Last Updated: Friday - 09/24/2010
Week of March 15, 2004
Activist nun who became Canadian senator dies
By ART BABYCH Canadian Catholic News Sydney, N.S.
A Cape Breton social activist who was the first Roman Catholic nun to become a Canadian senator has died at the age of 79.
Sister Mary Alice "Peggy" Butts, who had also served as director of the social justice office for the Diocese of Antigonish, died March 7 in Sydney.
Former prime minister Jean Chretien appointed Butts, a sister of the Congregation of Notre Dame, to the Senate in 1997 when she was 73. She resigned two years later after reaching the Senate retirement age of 75.

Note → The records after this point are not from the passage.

Issue #2673, opened 2026-07-30
fix(email): agent ignores an explicit tool directive, zeroing the email benchmark


itomek:
Expanding the pre-scan section of the email agent's system prompt makes the model stop honouring an explicit tool directive: asked in plain words to *"Call triage_inbox for up to 100 messages"*, it calls `pre_scan_inbox` instead. The practical consequence is that the email quality benchmark can no longer score anything at all — every run returns `total_emails=0` — so merging this change as-is removes the project's email quality gate.

Isolated to a single commit by measurement, not inference:

| build | `tools_called` | result |
|---|---|---|
| `main@1d867eed` | `["triage_inbox"]` | PASS, `category_accuracy` 0.71 |
| `aba0af1c` (pinned) | `["pre_scan_inbox"]` | FAIL, `total_emails=0` |
| `aba0af1c` repeat | `["pre_scan_inbox"]` | FAIL — 2/2, deterministic |

`main` still scores what it scored hours earlier, so this is not environmental drift, and it reproduces every time rather than sitting near a decision boundary.

**The underlying cause predates this commit.** The harness and the product have been giving the model directly opposed instructions for weeks: `src/gaia/eval/benchmark.py:812-815` hardcodes *"Call triage_inbox…"* (its comment says it steers there deliberately so quality is harvestable), while `hub/agents/email/python/gaia_agent_email/tools/read_tools.py:2174-2181` tells the model `triage_inbox` is *"NOT the tool for 'triage my inbox' … call pre_scan_inbox instead"* — added 2026-07-27, present throughout the 0.717 baseline. The benchmark's validity has been resting on the model resolving that contradiction in the harness's favour. `aba0af1c` tipped it the other way. It exposed the fragility rather than creating it.

**Please do not "fix" this by editing the harness prompt or the docstring so they agree.** That restores a green number while leaving the ambiguity in place, and the gate would flip again on the next prompt change.

## Acceptance criteria

- [ ] An explicit, by-name tool directive is honoured — naming `triage_inbox` calls `triage_inbox`.
- [ ] The benchmark produces a non-zero `total_emails` on the branch carrying the pre-scan prompt expansion.
- [ ] The contradiction is resolved deliberately: decide which tool a natural *"triage my inbox"* should route to, make the docstring and the harness agree with that decision, and record why.
- [ ] A regression test pins the routing decision so a future prompt edit cannot silently flip it — the failure mode here was silent, and only surfaced because a full benchmark scored 0.0.
[...]

PR #2727, opened 2026-07-30
fix(email): stop Gmail 429-ing every scan — chunk at 25 and retry the rate limit

### LINKED ISSUE #2716: fix(email): one 429 sub-request kills the whole attention view — no retry, no per-message isolation
## Problem

One rate-limited message takes down the entire attention view. Gmail returns `429
rateLimitExceeded` for a *single* sub-request inside a batch, and the whole scan is discarded —
so the user gets a raw JSON blob instead of their email:

```
GAIA | Email Triage

[!] attention view unavailable: the daemon relay refused the 'email' attention view (HTTP 502:
every connected mailbox failed during the attention scan: google: CONNECTOR_ERROR: Gmail batch
GET for message '19fb3bcd1e1ffc10' returned 429: '{\n  "error": {\n  "code": 429,\n  "message":
"Too many concurrent requests for user.",\n  "errors": [\n  {\n  "message": "Too many concurrent
requests for user.",\n  "domain": "global",\n  "reason": "rateLimitExceeded"\n  }\n  ],\n
"status": "RESOURCE_EXHAUSTED"\n  }\n}\n')
```

**Root cause — an all-or-nothing cascade over a retryable error.** The outer batch POST succeeded
(HTTP 200); the 429 is an *embedded per-sub-request* status. Gmail reports sub-request statuses
individually precisely so a caller can handle them individually. We do the opposite:

1. `gmail_backend.py:754-758` — any sub-request with `status != 200` raises `ConnectorsError` for
   the **whole batch**, discarding the (likely 99 of 100) sub-requests that succeeded.
2. There is no retry or backoff anywhere in `gmail_backend.py` — the only occurrence of "retry" in
   the file is inside a 401 message string (`gmail_backend.py:615`). A `429` /
   `RESOURCE_EXHAUSTED` is transient and retryable; here it is terminal.
3. `_BATCH_MAX_SUBREQUESTS = 100` (`gmail_backend.py:90`) with
   `MAX_ATTENTION_SCAN_MESSAGES = 200` (`tools/attention_tools.py:57`) means a scan fires up to
   100 concurrent per-user operations per batch — which is what "Too many concurrent requests for
   user" is reporting. This is a concurrency limit, not a daily quota.
4. `tools/attention_tools.py:233-237` raises when *every* connected mailbox fails. Per-mailbox
   partial failure is already handled correctly (`coverage.mailbox_errors` / `degraded`), but with
   a single connected mailbox "every mailbox failed" == "the one mailbox failed" — so the
   message-level failure in (1) becomes a total failure with no degraded path.
5. The daemon relay turns that into HTTP 502, and the TUI renders it verbatim.

**Presentation defect (same chain):** `gmail_backend.py:757` interpolates the upstream payload with
`!r`, so a Python `repr()` of the raw Gmail JSON — literal `\n` escapes and all — is what lands on
the user's terminal.

**Suspected regression window.** The batch path is new: its docstring cites #2643
(`gmail_backend.py:703`), landed via PR #2661. Worth confirming whether the pre-batch per-message
path hit this — stated as a hypothesis to check, not a finding.

## Outcome

A transient Gmail rate-limit no longer destroys the attention view. The affected sub-request is
retried; surviving messages are kept; if it still fails, the user sees one readable sentence, never
a raw upstream payload.

## Acceptance criteria

- [ ] A single 429 sub-request no longer fails the batch — given a batch of N where 1 sub-request
      returns 429 and N-1 return 200, `get_messages_batch` retries the one and returns all N;
      expected: no `ConnectorsError` raised when the retry succeeds
- [ ] 429 is retried with bounded backoff honouring `Retry-After` — expected: at most K attempts
      (K: TBD — decide in the PR), then fail loudly. This is an explicit, bounded retry, not a
      silent fallback: after the last attempt the error still surfaces.
- [ ] Batch fan-out no longer trips Gmail's per-user concurrency limit — expected:
      `_BATCH_MAX_SUBREQUESTS` reduced from `100` (`gmail_backend.py:90`) to a value that completes
      a 200-message scan without `rateLimitExceeded`; confirm the target against Google's current
      Gmail batch guidance rather than guessing
- [ ] Single-mailbox + transient 429 → the attention view still renders. Expected, given the
      screenshot's exact conditions: the view returns (after retry) instead of HTTP 502; if some
      messages remain unreadable it returns with `coverage.degraded = true` and those ids recorded,
      rather than raising
- [ ] No user-facing error contains a raw upstream payload repr — expected: the escaped-JSON blob
      produced by `gmail_backend.py:757` is replaced by a single readable line. Exact copy TBD in
      the PR; the assertable part is that the rendered string contains no literal `\n` escapes and
      no `{"error":` JSON fragment.
- [ ] Non-429 non-200 sub-request statuses keep today's fail-loud behaviour — expected: unchanged
      `ConnectorsError`, so this fix does not become a blanket error-swallow
- [ ] Unit tests cover all four branches: 1-of-N 429 → retried and batch returns whole; every
      attempt 429 → loud error with readable text; non-429 error status → unchanged; all-200 →
      unchanged

## Scope & expectations

- **Where:** `hub/agents/email/python/gaia_agent_email/gmail_backend.py` (batch path, `_raise_http`,
  the new retry), `hub/agents/email/python/gaia_agent_email/tools/attention_tools.py` (degraded path
  when messages rather than mailboxes fail); tests under `hub/agents/email/python/tests/`
- **Out of scope:** the Outlook/Graph backend (unless the same all-or-nothing shape is found there —
  file separately if so); the TUI's error rendering as a general concern (that's the sibling
  event-interception issue); changing what the attention scan selects
- **Constraints:** retry must be explicit and bounded per GAIA's fail-loudly rule — no hidden retry
  loop, no partial result silently substituted for a complete one. Keep the existing guarantee that
  a *successfully returned* batch is complete: every requested id present or a loud error.

## How to verify

CLI/TUI surface, real mailbox. Run the email attention view against a Gmail account with enough
unread mail to fill a 200-message scan, and show the before→after terminal capture: currently the
502 blob above, after the fix the attention view rendering. Include the retry actually firing
(log line or test output showing a 429 retried and recovered).

### LINKED ISSUE #2720: fix(email): Gmail 429s every scan — the 100-message batch exceeds the per-user concurrency limit
Every email scan against live Gmail fails. `triage_inbox`, `pre_scan_inbox`, and the attention view all return `CONNECTOR_ERROR: All connected mailboxes failed` within ~350ms, because the batch fetch added in #2661 asks Gmail for 100 messages in one batch request and Gmail rejects it with `429 rateLimitExceeded — "Too many concurrent requests for user."` There is no backoff, so one 429 kills the whole scan; and because a rejected batch leaves the per-user budget depleted, the user's natural response — try again — keeps failing. Observed as a 100% failure rate across every attempt over 38 minutes on a real Gmail account. The agent is unusable against live Gmail on `main` today.

## Reproduce

```bash
gaia daemon start && gaia daemon start-agent email --mode dev
./tui/bin/gaia          # attention view fires on open
> triage my inbox
```

Both fail. Sidecar log (`~/.gaia/agents/email/logs/sidecar-*.log`):

```
tool_result name=triage_inbox ok=False latency=318ms
WARNING attention_tools.py:223 | attention view: skipping google mailbox —
  CONNECTOR_ERROR: Gmail batch GET for message '19fb436386e46ca0' returned 429:
  {"error": {"code": 429, "message": "Too many concurrent requests for user.",
   "errors": [{"reason": "rateLimitExceeded"}], "status": "RESOURCE_EXHAUSTED"}}
INFO: "GET /v1/email/attention HTTP/1.1" 502 Bad Gateway
```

During that time she donated her government salary to the poor and lived in a convent in Ottawa rather than rent an apartment in the city.
"I've been working with the poor all along and if I can open some doors and work on a committee that will help me, I'm very much at home with that," she said after being sworn into office. "I've had a salary for years as a university professor and it goes to the missions and the poor . . . that's the people I work for."
When Parliament Hill reporters asked if they should refer to her as "Sister Senator Butts," or "Senator Sister Butts," she replied, "Call me Peggy."
A native of Bridgeport, N.S., Butts was tall and soft-spoken and had not been politically involved with any party although she taught courses in political theory as an educator holding a doctorate in political philosophy from the University of Toronto.
Butts had been retired for three years from the University of Cape Breton after 18 years on the job before her appointment to the Senate. In naming her to the Upper Chamber, Chretien observed, "She is a distinguished educator and social activist who has touched many lives for the better in her native Nova Scotia and across Canada."
Butts had close ties with the Catholic Women's League. As a child in Nova Scotia, she was influenced by the league and its Gospel values through her mother, a founding member of the CWL council in her home parish.
"I come at least in part to honour my mother who worked unceasingly for our organization," Butts said in a speech to a CWL conference in Ottawa while she was a senator. "It is to her beliefs and aspirations for this organization that I owe my earliest convictions that all human beings must be respected at all times."